ピアノは、指を使う運動でもありますので、まず大曲を弾くのであれば、指が動かないと弾けるようにはなりません。
「好きな曲だけみてもらえないか?」とご師事されている先生におっしゃることはありますか?
例えば、好きな曲がベートーベンの悲愴の第3楽章としましょう。まだ2年くらいの習いたての方が年齢にもよりますが、原曲でこのような曲を弾きたいという場合、譜読みはまず、大変ですし、指はきっと思うようには動かないかと思います。
私は、指導していて思うのですが、やっぱり何か習得したいと思った場合、順番があると思います。クラシックにおいては、4期に分かれています。バロック時代、クラシック時代、ロマン派時代、近現代時代。歴史と使用した楽器、またどの時代にどのような作曲家がいて、どのような手法を用いて曲を作曲し、どのような楽器でそれを演奏したのかなど、予め勉強しないと、ペダルのない時代にペダルを入れてしまったり、色々と演奏に支障がおきます。ですので、クラシックピアノを学ぶ場合は、まずはベートーベンのようにクラシック時代から弾いていくのではなく、バロック時代の様式を学び、それからソナタ形式のクラシック時代へ進めていくのが大切だと考えます。
そうして学んでいけば、クラシック時代、ロマン派時代と渡っていくときに、いかに「バロック時代を学ぶことが大切なのか」を実感するでしょう。それを学ばずにソナタを弾いたりしても理解して弾いているというのは言いがたいと思います。
私も人の親です。我が子を早く上達させたい!
そう思う気持ちはよくわかります。しかしながら、早道はありません。ないと思ってください。もし、きちんと学びたいのではあれば、時代順に勉強しましょう。じっくり丁寧に学びましょう。
ハノンや基礎教本をしっかり活用し、技術と指の独立運動をしっかりしましょう。苦手な運指のフレーズなどが解決し、ピアノがより音楽的になるはずです。非常に大切なことです。

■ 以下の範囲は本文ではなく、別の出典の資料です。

PR #583, opened 2025-02-05
Specify credential resources

Westwooo:
Addresses: https://github.com/couchbaselabs/couchbase-shell/issues/576


src/cli/credentials_create.rs
```diff
@@ -84,6 +94,44 @@ fn credentials_create(
     let read = call.has_flag(engine_state, stack, "read")?;
     let write = call.has_flag(engine_state, stack, "write")?;
     let use_registered = call.has_flag(engine_state, stack, "registered")?;
+    let bucket = call.get_flag(engine_state, stack, "bucket")?;
+    let scopes_flag: Option<Value> = call.get_flag(engine_state, stack, "scopes")?;
+
+    let scopes = if let Some(scopes) = scopes_flag {
```
Matt-Woz, line 100: NIT: I think `if let Some()` feels a bit redundant here given we're matching on `scopes` later anyway. Could we just `match` on `scopes_flag` instead? Maybe we could use [guards](https://doc.rust-lang.org/rust-by-example/flow_control/match/guard.html) for the bucket check. What do you think?

Westwooo: Good point, that's a lot neater. And thanks for the link about 'guards' wasn't aware of them :)

Matt-Woz: No problem, we could also flatten it by matching directly on e.g. `Some(Value::String { val, .. })`, but I think this is good too

Matt-Woz (approved):

PR #589, opened 2025-02-28
Initial implementation of query autocomplete

Westwooo:
This PR adds the nushell script that implements a query autocomplete feature. In this initial implementation the only supported n1ql keywords are: "FROM SELECT WHERE LIKE]. To use the feature the user needs to run: 

`use query_autocomplete *`

I'm going to look into a way of having this automatically done when cbshell is started. To generate a query you need to set an active bucket and scope using `cb-env bucket` and `cb-env scope`. Then you can do: 

`FROM `

But don't press enter use tab to display the completion options. Then you can build a query and run it by pressing enter. If you want to see the query that would be generated without running it use the `--print_query` flag. There are also tests in the module that test the completion function `fields` and the function responsible for building the final query: `format_query`. The tests for these can be run using: `fields_tests` and `format_query_tests` respectively.


query_autocomplete/fields.nu
```diff
@@ -0,0 +1,68 @@
...
+            }
+        }
+    }
+
+    let $after_last_keyword = ($context | split row $last_keyword | last)
+
+    match $last_keyword {
+        FROM => {return [SELECT]}
+        SELECT => {
+            # TO DO - make this work with fields with spaces in
```
chvck, line 37: Is there an issue filed for this?

chvck (approved):
I do feel that if a user types SELECT and then hits tab we should probably just populate it with *. Possibly also logging something helpful if we can.

query_autocomplete/fields.nu
Westwooo: Have done: https://github.com/couchbaselabs/couchbase-shell/issues/590

Westwooo:
> I do feel that if a user types SELECT and then hits tab we should probably just populate it with *. Possibly also logging something helpful if we can.

I've raised: https://github.com/couchbaselabs/couchbase-shell/issues/591 so that I can have a proper think about how to handle this.

PR #2468, opened 2021-02-03
Fix faceted bivariate histogram normalization at displot

### LINKED ISSUE #2465: bivariate displot with kind="hist" ignores common_norm=False if hue is not assigned
Somehow similar to #2377, but for `kind='hist'` and with `common_norm=False` being ignored.

If I understand it well, passing `common_norm=False` to `sns.distplot` should produce plots with independent "z" scale. While this is the behaviour for kde plots, it seems to be ignored for bivariate histograms unless hue is also specified.

Test case:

ハノンだけでも初心者は最低20分くらい、準備運動と思って頑張りましょうね! それを続けていけば、どんどん上達するはずです。決してレッスン前に少しだけ練習して、レッスンに伺うなどということのないように、しっかり学ぶために、習得できるように頑張りましょう!! また、おうちの方のお声掛けは大切ですね! 万が一でも、「こんなの練習して何になるんだろうね?!」なんていう発言はしないようにしましょう。子どもは親が話すことをよく考え、感じる子が多いので、「これはきっとピアノが弾けるようになるためにとても大切な教本だよ、ママと一緒に頑張ろう」と前向きになれるようなお声掛けをしましょう♪
いつも、ご自身のお子さんが名曲を弾けるようになった姿を想像していけば楽しくなりますよ。
それから、ピアノは弾けるようになるまで最低10年くらいはかかると思ってくださいね!
5年、6年ではまだまだ! それから先が大切です。